— Work order —
Each line from the opening of the records that follow to the line with "event/listener, similar to" needs to be written out exactly. Add nothing.

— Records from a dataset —
+ + + + + + +
PR #16932, opened 2025-07-12
Add `refresh-page` event / listener

binaryfire:
Adds a `refresh-page` event/listener, similar to `refresh-sidebar` and `refresh-topbar`. 

Now that we have a `content()` method that accepts any combination of components, it's easy to end up with complex pages where `record->refresh()` or re-filling the form doesn't refresh everything that needs to be. This provides a simple way to nuke everything if you have to.

Not sure if this should be added to the docs or not. If it should be, let me know which section to put it in.


danharrin:
Please be aware that this will not nuke everything on the page, but I don't think it should do that either. This just acts like a standard Livewire render that does nothing

PR #16938, opened 2025-07-12
fix: ensure $format defaults to null in isoDate(Time) methods

stefket:
## Description

This pull request addresses a missing default value for the $format parameter in the following methods:

- isoDate
- isoDateTime

These methods are designed to use a fallback format when no $format is provided (i.e., when $format is null). However, until now, the $format parameter did not have a default value, which meant that calling these methods without explicitly passing a format would result in an ArgumentCountError.

This PR sets the default value of $format to null to align the implementation with the intended behavior.

The same issue recently occurred in the iso*Tooltip methods. See: #16771 

## Visual changes

There are no visual changes

## Functional changes

### DIFF
--- a/packages/infolists/src/Components/Concerns/CanFormatState.php
+++ b/packages/infolists/src/Components/Concerns/CanFormatState.php
@@ -83,9 +83,11 @@ trait CanFormatState
         return $this;
     }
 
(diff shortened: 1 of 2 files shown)


danharrin (approved):

danharrin:
Thanks

PR #18236, opened 2025-10-16
Add extraInputAttributeBag to rich editor

goozkan:
## Description

Refactored the rich editor's content div to use $extraInputAttributeBag for applying classes. This allows for better extensibility.

Note: Tailwind classes applied via the attribute bag are not currently taking effect, though the editor's styling and functionality remain intact. Further investigation is needed to enable Tailwind utility class application. ex.('class'=>'h-20' is on the dom but not taking effect but 'style'=>'height:200px' is working)

## Functional changes


danharrin:
`extraInputAttributeBag` is already applied to the element above the one you applied it to, so this would result in duplicate attributes.

PR #18239, opened 2025-10-16
[4.x] Remove fieldset top-padding, when unlabeled and uncontained

caseydwyer:
## Description
The `fieldset` component is super-handy for _(a number of reasons, one of which is)_ controlling visibility for an entire set of fields. The only downside—if the `fieldset` is solely for that purpose and you have `hiddenLabel()` & `contained(false)`—is that you get some unnecessary top-padding applied (`pt-6`, from the `.fi-fieldset-not-contained`). 

This PR fixes that style issue and takes the `pt` one step further, by removing it entirely when both `.fi-fieldset-not-contained` and `.fi-fieldset-label-hidden` are present on the fieldset wrapper.

### Before:
image

### After:
image

## Functional changes

- [X] Changes have been tested to not break existing functionality. _(lmk if we need to add screenshot tests)_
- [X] Documentation is up-to-date. _(lmk if you'd like an example of this, in Schema docs or Forms reactive cookbook)_

### DIFF
--- a/packages/support/resources/css/components/fieldset.css
+++ b/packages/support/resources/css/components/fieldset.css
@@ -20,4 +20,8 @@
     &.fi-fieldset-not-contained {
         @apply pt-6;
     }
+
+    &.fi-fieldset-not-contained.fi-fieldset-label-hidden {
+        @apply pt-0;
+    }
 }


howdu:
Sorry if I'm missing the point - but can't you use a `Group` instead of `Fieldset`?

caseydwyer:
> Sorry if I'm missing the point - but can't you use a `Group` instead of `Fieldset`?

@howdu Ha, yeah you totally can—good call. 

I actually went looking for that exact thing (`Group`) in the docs and couldn't find it, hence this PR. Tested locally and confirmed the `Group` component does exactly what I was looking for...it just didn't show up in a search, so I didn't know about it.

Can you point me to any docs you're aware of that cover the `Group` component? Not trying to be difficult, I just genuinely cannot find them. If missing, I'm also happy to add a section on that...though I am (obviously) probably not the most qualified person for that job. 😅 

In any case, closing this PR. Thanks!

webard:
@caseydwyer https://filamentphp.com/docs/4.x/forms/overview#saving-data-to-relationships here is something about Group component.

caseydwyer:
@webard thanks, that's a great use-case that I didn't know about (the `relationship` config)—sounds like you can use that with other layout components, so would presumably work on a `Section` too? Regardless, appreciate you pointing that out. Would still be helpful/justified, IMHO, to give `Group` its own dedicated bit, probably somewhere in the Schema docs. I'll take a crack at that.

PR #18252, opened 2025-10-17
Support array route patterns for navigation items

wychoong:
## Description

Updated getNavigationItemActiveRoutePattern methods to allow returning string or array types, enabling more flexible route matching for navigation item activation. 

## Functional changes


danharrin (changes requested):
Please fix the v4 merge conflicts

Are you sure that returning an array works? `routeIs()` does not handle arrays, it handles multiple string arguments

wychoong:
> Please fix the v4 merge conflicts

not sure is this the right way to merge. how can I backport this to v3?

> Are you sure that returning an array works? `routeIs()` does not handle arrays, it handles multiple string arguments

`routeIs` pass to `Route->named()` which call to `Str::is($pattern)` that can handles array matching
https://github.com/laravel/framework/blob/500c8372dfd6eff4a3ef1399ed21575dd7d9c774/src/Illuminate/Routing/Route.php#L913-L926

https://github.com/laravel/framework/blob/500c8372dfd6eff4a3ef1399ed21575dd7d9c774/src/Illuminate/Support/Str.php#L519

I tested with my v3 app and it works. my use case is a custom page within a custom page. Probably the best way would be just rename the route name, but that would require to change all pages' route name with a common denominator and make the match pattern 'pages.settings.*'
but with this change its just a simple `return [static::getRouteName(), PageOne::getRouteName(), PageTwo::getRouteName()];`

danharrin (approved):

wychoong:
@danharrin should i create a PR for v3?

danharrin:
We don't usually introduce new features for v3, and technically you could still do this by overriding `getNavigationItems()` in v3

wychoong:
> We don't usually introduce new features for v3, and technically you could still do this by overriding `getNavigationItems()` in v3

that would require duplicate the whole `NavigationItem::make` or `getNavigationItems()[0]`, not too sure how reliable is the latter option. or is there a better alternative that can get the navigation item?

PR #18256, opened 2025-10-17
Feat/header hide title

pankajXdev:
## Description

This change introduces the ability to hide the page title without affecting the breadcrumbs or header actions.

 Previously, there was no way to hide just the title. This refactors the header component so that if `getHeading()` returns `null`, only the heading is hidden, while the rest of the header (breadcrumbs, actions) remains visible.

## Visual changes

**Before:** The title was always visible in the header.
before

 **After:** The title can be hidden by returning `null` from `getHeading()`, but the breadcrumbs and actions will still be displayed.
after

## Functional changes


danharrin (approved):

pankajXdev:
hi thank you very much for the clean up. I didn't actually think to look up the usages. I will keep that in mind in the future.

PR #18257, opened 2025-10-18
fix: prevent XSS vulnerabilities in markdown editor by sanitizing localStorage and preview content

imhayatunnabi:
## Description

- Issue 1: localStorage XSS
- Issue 2: Preview Content XSS
- Spacing on `expect  or` to `expect or` double spacing to single spacing

## Functional changes


danharrin:
Sorry, this PR does not make sense to me at all really.

To start with, the double spacing is deliberate, that is the spacing that the browser generates when they send the message.

Also, I don't think that the rendering functions that you modified to "prevent XSS" are even used by Filament. EasyMDE is a dependency that we use and not every feature is in use. It also seems that EasyMDE already has its own sanitisation built in, so I don't think this is even a problem.

I'm not sure what caused this PR, was it AI created with little direction? If so, please don't submit more of these in the future. If this was well intentioned, my apologies.

PR #18260, opened 2025-10-18
fix: Builder add between action spacing and visibility

danharrin:


theonaciri:
Hi Dan, thanks for your work.
I find this change not aesthetic, and prefered the button appearing on hover of last version.
The button is an optional shortcut but is now too intrusive I think.
If the change was made for mandatory accessibility and align mobile functionality with desktop, then rendering the buttons could be toggled after clicking on a button next to 'Expand all' button.
Example:
image


For now, I personally prefer to lose the functionnality. I will add to my theme.css or app.css:
```
.fi-fo-builder-add-between-items-ctn {
    display: none;
}
```

danharrin:
This PR adds the hover effect you mention so I am not sure I understand your reply

theonaciri:
Indeed this commit was actually made to restore the hover effect.
You work so fast I adressed the fix instead of the PR that made the change.

My sincere apologies, I had no intention to disturb. Keep it up !

PR #18274, opened 2025-10-20
Enable/disable file uploads in RichEditor and MarkdownEditor through ->fileAttachments(...)

thijskuilman:
## Description

This PR introduces a more flexible way to enable/disable file uploads for the `RichEditor` and `MarkdownEditor` fields. 

Previously, file uploads were only enabled when the `attachFiles` toolbar button was explicitly present. This caused issues for projects that extend the editor with custom image or file upload tools (e.g. a custom ImagePlugin using its own attachImage tool), see [here](https://github.com/filamentphp/filament/pull/18169#issuecomment-3409288975).

To address this, a new method fileAttachments() has been added, based on the feedback from Dan [here](https://github.com/filamentphp/filament/pull/18169#issuecomment-3414701667). 

```php
// Enable file uploads
RichEditor::make('content')
    ->fileAttachments(true)

// Disable file uploads
RichEditor::make('content')
    ->fileAttachments(false)

// File uploads are enabled if the 'attachFiles' tool is present
RichEditor::make('content')
    ->toolbarButtons(['attachFiles'])
```

## Functional changes


danharrin (approved):

Doriiaan:
I had a customAttachFiles tool, and it took me one hour to figure out what was causing my crash after composer update. I didn't have ->fileAttachments(true)...

Thanks for thinking to add this option, but it can be nice to think about backward compatibility.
+ + + + + + +
— Result of the exercise —
PR #16932, opened 2025-07-12
Add `refresh-page` event / listener

binaryfire:
Adds a `refresh-page` event/listener, similar to `refresh-sidebar` and `refresh-topbar`. 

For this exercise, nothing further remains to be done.